- EXERCISE DETAILS:
Select every line containing the word "comments" from the material, and copy those lines.

- RECORDED INFORMATION:
PR #416, opened 2016-10-16
Bloblease

kpfaulkner:
Noticed in Issue 406 that blob leases hadn't been implemented in the Go client library, so thought I'd give it a go (although a long time dev am fairly new to Go).

Have added functionality for acquire, renew, change, release and break lease for blobs. I've also added in relevant tests to the blob_test.go file. 

Hope it's useful.

Thanks

Ken

### DIFF
--- a/storage/blob.go
+++ b/storage/blob.go
@@ -701,12 +701,46 @@ func (b BlobStorageClient) ChangeLease(container string, name string, currentLea
 }
 
 // ReleaseLease releases the lease for a blob as per https://msdn.microsoft.com/en-us/library/azure/ee691972.aspx
-func (b BlobStorageClient) ReleaseLease(container string, name string) error {
+func (b BlobStorageClient) ReleaseLease(container string, name string, currentLeaseID string) error {
+	params := url.Values{"comp": {"lease"}}
+	uri := b.client.getEndpoint(blobServiceName, pathForBlob(container, name), params)
+	headers := b.client.getStandardHeaders()
+
+	headers[leaseAction] = releaseLease
+	headers[leaseID] = currentLeaseID
+
+	resp, err := b.client.exec("PUT", uri, headers, nil)
+	if err != nil {
+		return err
+	}
+	defer resp.body.Close()
+
+	if err := checkRespCode(resp.statusCode, []int{http.StatusOK}); err != nil {
+		return err
+	}
+
 	return nil
 }
 
 // RenewLease renews the lease for a blob as per https://msdn.microsoft.com/en-us/library/azure/ee691972.aspx
-func (b BlobStorageClient) RenewLease(container string, name string) error {
+func (b BlobStorageClient) RenewLease(container string, name string, currentLeaseID string) error {
+	params := url.Values{"comp": {"lease"}}
+	uri := b.client.getEndpoint(blobServiceName, pathForBlob(container, name), params)
+	headers := b.client.getStandardHeaders()
+
+	headers[leaseAction] = renewLease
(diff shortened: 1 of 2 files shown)


storage/blob.go
```diff
@@ -560,6 +577,151 @@ func (b BlobStorageClient) getBlobRange(container, name, bytesRange string, extr
...
+	headers[leaseProposedID] = proposedLeaseID
+	headers[leaseDuration] = strconv.Itoa(leaseTimeInSeconds)
+
+	respHeaders, err := b.leaseCommonPut(container, name, headers, http.StatusCreated)
+	if err != nil {
+		return "", err
+	}
+
+	for k, v := range respHeaders {
+		k = strings.ToLower(k)
```
garimakhulbe: I might understood it wrong but why are you going loop here? `respHeaders` is `map[string][]string` type. Can't you just do respHeaders[leaseID] to get lease id?

kpfaulkner: You're absolutely right. That's a hang over from when I was tinkering with checking for header prefixes. I will remove/replace that.

garimakhulbe: Lets keep it as it is. (like `GetBlobMetadata`). :)

garimakhulbe:
@mcardosos I am going OOF from tomorrow. Will try to complete it tonight. Could you also take a look once? Thanks!

garimakhulbe:
@kpfaulkner For CLA signing..
    https://cla.microsoft.com/

storage/blob.go
ahmetalpbalkan: @kpfaulkner Go does not guarantee case sensitivity of header values. Please use `http.CanonicalizedHeaderKey()` function. If you're trying to get headers from a request, use `resp.Headers.Get()` method. It handles that for you.

kpfaulkner: So the comments in GetBlobMetadata about not being able to trust CanonicalHeaderKey() are no longer valid? Admittedly I didn't put it to the test. If it can be trusted, then I'll change it.

Thoughts?

ahmetalpbalkan: @kpfaulkner I'm not sure about those. Basically Go will change the headers you specify and you should access to headers via resp.headers.Get(). I'd suggest writing some tests to validate behavior.

kpfaulkner: Will do. My concern was that if it *sometimes* modifies case and other times doesn't, will I be able to catch all cases. 

I'll have a dig around.

storage/blob.go
```diff
@@ -560,6 +577,151 @@ func (b BlobStorageClient) getBlobRange(container, name, bytesRange string, extr
...
+			return v[0], nil
+		}
+	}
+
+	// what should we return in case of HTTP 201 but no lease ID?
+	// or it just cant happen? (brave words)
+	return "", nil
+}
+
+// BreakLease breaks the lease for a blob as per https://msdn.microsoft.com/en-us/library/azure/ee691972.aspx
```
mcardosos: Include what is the int you are returning in the doc comments or the method's signature. Something like
```go
// BreakLease breaks the lease for a blob as per https://msdn.microsoft.com/en-us/library/azure/ee691972.aspx.
// It also returns the timeout remaining in the lease in seconds.
func (b BlobStorageClient) BreakLease(container string, name string) (timeout int, error)
```
The same goes for `AcquireLease`, `BreakLeaseWithBreakPeriod` and `ChangeLease`

kpfaulkner:
Will do.

mcardosos:
LGTM :D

- SOLUTION TO THIS PROBLEM:
kpfaulkner: So the comments in GetBlobMetadata about not being able to trust CanonicalHeaderKey() are no longer valid? Admittedly I didn't put it to the test. If it can be trusted, then I'll change it.
mcardosos: Include what is the int you are returning in the doc comments or the method's signature. Something like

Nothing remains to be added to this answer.